Task instructions: In the records below, find each line that holds "case" and return it.

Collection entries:

*-*-*

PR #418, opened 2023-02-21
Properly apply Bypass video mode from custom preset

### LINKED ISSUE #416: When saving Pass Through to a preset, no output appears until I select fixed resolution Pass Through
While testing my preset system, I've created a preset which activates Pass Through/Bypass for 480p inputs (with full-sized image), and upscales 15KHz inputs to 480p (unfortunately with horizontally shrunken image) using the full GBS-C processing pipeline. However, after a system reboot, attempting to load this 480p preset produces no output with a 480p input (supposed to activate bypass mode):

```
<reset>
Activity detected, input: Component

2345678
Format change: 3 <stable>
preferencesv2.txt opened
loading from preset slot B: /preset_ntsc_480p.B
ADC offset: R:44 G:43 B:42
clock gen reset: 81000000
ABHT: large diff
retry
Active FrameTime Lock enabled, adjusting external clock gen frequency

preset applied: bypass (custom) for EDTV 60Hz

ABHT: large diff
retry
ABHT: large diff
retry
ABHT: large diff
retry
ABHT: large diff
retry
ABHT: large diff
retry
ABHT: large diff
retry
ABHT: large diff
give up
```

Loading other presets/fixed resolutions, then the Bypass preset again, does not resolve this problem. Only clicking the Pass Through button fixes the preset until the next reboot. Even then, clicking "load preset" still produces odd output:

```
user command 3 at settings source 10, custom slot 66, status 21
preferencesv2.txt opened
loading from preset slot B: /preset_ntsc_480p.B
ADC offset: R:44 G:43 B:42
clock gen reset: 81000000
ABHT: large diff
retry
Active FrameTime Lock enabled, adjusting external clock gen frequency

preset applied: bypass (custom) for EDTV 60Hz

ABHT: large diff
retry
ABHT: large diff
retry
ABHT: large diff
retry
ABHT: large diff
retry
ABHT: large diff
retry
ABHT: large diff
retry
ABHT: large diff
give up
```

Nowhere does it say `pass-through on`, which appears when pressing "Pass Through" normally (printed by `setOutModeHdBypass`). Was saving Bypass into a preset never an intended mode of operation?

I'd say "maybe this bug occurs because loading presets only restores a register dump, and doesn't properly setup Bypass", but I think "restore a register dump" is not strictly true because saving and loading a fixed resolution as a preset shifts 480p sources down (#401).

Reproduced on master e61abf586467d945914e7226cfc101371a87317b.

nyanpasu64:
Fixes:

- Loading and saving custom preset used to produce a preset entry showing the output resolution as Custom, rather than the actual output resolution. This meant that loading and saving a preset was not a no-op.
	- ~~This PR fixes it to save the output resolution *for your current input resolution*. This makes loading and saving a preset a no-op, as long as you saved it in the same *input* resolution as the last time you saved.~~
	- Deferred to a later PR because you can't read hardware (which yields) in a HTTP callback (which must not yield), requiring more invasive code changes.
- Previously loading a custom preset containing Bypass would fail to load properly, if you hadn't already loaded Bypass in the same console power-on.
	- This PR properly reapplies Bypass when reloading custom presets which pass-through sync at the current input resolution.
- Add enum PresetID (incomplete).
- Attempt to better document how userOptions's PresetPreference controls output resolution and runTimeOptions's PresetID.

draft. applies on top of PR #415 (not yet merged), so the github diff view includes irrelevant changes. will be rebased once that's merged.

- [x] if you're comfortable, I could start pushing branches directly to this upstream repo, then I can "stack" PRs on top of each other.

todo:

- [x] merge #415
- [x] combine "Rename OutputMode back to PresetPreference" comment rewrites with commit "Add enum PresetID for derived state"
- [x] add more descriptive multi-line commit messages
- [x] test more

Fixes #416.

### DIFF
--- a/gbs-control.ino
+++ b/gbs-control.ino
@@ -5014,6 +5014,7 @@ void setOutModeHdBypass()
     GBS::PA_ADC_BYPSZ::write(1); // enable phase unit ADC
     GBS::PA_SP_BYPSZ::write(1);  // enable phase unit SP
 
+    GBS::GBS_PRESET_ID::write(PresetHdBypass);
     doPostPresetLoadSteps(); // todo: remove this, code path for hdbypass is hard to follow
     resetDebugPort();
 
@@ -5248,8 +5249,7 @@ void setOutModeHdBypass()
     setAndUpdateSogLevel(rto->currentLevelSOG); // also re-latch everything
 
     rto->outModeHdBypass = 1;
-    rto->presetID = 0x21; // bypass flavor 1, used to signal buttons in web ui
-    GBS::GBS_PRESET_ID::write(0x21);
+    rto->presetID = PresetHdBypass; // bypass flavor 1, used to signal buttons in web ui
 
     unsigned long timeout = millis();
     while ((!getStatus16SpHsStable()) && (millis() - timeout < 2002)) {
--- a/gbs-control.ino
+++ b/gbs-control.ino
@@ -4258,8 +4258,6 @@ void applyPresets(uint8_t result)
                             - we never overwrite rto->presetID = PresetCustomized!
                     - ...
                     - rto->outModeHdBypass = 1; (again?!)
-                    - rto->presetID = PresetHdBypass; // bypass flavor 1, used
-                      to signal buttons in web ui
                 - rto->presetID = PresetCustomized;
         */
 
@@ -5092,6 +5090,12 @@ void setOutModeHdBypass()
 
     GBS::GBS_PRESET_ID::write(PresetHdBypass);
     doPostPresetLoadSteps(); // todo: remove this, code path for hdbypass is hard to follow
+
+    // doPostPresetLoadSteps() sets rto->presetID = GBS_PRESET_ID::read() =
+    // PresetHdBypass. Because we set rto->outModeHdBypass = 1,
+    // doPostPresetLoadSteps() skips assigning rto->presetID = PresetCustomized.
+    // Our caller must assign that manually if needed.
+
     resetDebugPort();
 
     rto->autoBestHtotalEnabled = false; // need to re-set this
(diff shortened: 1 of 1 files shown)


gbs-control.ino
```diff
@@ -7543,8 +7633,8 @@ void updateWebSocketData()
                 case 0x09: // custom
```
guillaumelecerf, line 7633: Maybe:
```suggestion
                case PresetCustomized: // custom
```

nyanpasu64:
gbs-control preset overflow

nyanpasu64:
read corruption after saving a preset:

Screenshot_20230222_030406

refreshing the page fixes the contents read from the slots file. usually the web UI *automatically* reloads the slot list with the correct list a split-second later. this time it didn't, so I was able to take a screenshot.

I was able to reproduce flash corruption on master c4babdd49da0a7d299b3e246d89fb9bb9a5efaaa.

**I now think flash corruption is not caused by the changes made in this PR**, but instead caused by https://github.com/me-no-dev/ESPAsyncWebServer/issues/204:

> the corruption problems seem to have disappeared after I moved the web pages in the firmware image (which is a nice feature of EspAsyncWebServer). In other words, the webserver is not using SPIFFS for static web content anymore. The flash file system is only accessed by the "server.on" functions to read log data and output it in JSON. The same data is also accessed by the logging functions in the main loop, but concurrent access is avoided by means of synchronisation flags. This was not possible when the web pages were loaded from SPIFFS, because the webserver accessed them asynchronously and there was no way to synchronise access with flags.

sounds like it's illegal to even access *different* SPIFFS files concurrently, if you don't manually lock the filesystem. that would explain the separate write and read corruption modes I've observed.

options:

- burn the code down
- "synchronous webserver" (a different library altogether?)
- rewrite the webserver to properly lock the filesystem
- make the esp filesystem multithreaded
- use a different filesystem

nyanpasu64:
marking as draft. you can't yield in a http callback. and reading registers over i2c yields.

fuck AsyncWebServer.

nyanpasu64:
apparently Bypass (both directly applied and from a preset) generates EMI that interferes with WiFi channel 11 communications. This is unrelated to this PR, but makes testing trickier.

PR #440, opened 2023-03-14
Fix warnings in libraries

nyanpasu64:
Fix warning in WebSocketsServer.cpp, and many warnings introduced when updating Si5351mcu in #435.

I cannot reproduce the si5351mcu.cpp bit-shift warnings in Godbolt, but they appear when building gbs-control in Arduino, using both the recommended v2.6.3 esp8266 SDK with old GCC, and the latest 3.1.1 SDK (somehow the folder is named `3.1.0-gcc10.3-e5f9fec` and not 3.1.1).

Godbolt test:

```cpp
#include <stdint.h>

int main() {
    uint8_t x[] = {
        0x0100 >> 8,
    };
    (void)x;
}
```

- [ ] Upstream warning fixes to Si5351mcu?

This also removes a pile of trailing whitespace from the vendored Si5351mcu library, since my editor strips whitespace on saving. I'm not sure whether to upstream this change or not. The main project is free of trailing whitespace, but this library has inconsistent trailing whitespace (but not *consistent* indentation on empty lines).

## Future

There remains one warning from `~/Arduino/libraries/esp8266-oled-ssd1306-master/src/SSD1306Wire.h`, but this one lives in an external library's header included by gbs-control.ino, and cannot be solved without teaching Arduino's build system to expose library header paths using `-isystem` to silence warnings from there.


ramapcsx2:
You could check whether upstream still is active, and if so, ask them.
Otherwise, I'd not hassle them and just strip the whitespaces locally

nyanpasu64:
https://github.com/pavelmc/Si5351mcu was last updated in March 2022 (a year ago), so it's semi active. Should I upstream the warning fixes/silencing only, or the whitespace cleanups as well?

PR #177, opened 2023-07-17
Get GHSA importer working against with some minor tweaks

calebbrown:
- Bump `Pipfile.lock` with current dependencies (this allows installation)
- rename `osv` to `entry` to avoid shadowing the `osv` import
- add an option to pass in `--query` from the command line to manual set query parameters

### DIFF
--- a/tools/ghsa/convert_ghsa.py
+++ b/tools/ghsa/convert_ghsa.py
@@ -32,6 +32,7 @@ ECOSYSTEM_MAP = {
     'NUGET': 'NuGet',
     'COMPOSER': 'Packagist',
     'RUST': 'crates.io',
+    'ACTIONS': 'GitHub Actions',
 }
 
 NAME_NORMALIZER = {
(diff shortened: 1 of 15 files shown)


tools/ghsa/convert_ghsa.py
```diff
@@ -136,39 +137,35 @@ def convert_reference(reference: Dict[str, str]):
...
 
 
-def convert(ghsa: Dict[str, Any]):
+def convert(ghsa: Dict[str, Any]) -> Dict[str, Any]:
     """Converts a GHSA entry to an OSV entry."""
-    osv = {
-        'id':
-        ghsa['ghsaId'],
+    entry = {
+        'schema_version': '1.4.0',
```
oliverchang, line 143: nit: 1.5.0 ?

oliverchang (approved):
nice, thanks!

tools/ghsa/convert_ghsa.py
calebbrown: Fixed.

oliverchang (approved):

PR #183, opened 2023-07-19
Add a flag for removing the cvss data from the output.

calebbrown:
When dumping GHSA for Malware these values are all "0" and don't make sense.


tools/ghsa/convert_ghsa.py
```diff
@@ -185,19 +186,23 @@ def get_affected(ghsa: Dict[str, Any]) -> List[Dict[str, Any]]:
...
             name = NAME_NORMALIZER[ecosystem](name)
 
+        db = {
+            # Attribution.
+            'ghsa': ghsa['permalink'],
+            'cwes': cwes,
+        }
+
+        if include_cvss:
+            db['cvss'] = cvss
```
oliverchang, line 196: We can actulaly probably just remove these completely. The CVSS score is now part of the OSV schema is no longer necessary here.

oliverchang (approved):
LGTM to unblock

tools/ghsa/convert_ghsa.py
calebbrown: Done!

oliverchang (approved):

*-*-*

Answer to the problem:
                 case 0x09: // custom
                case PresetCustomized: // custom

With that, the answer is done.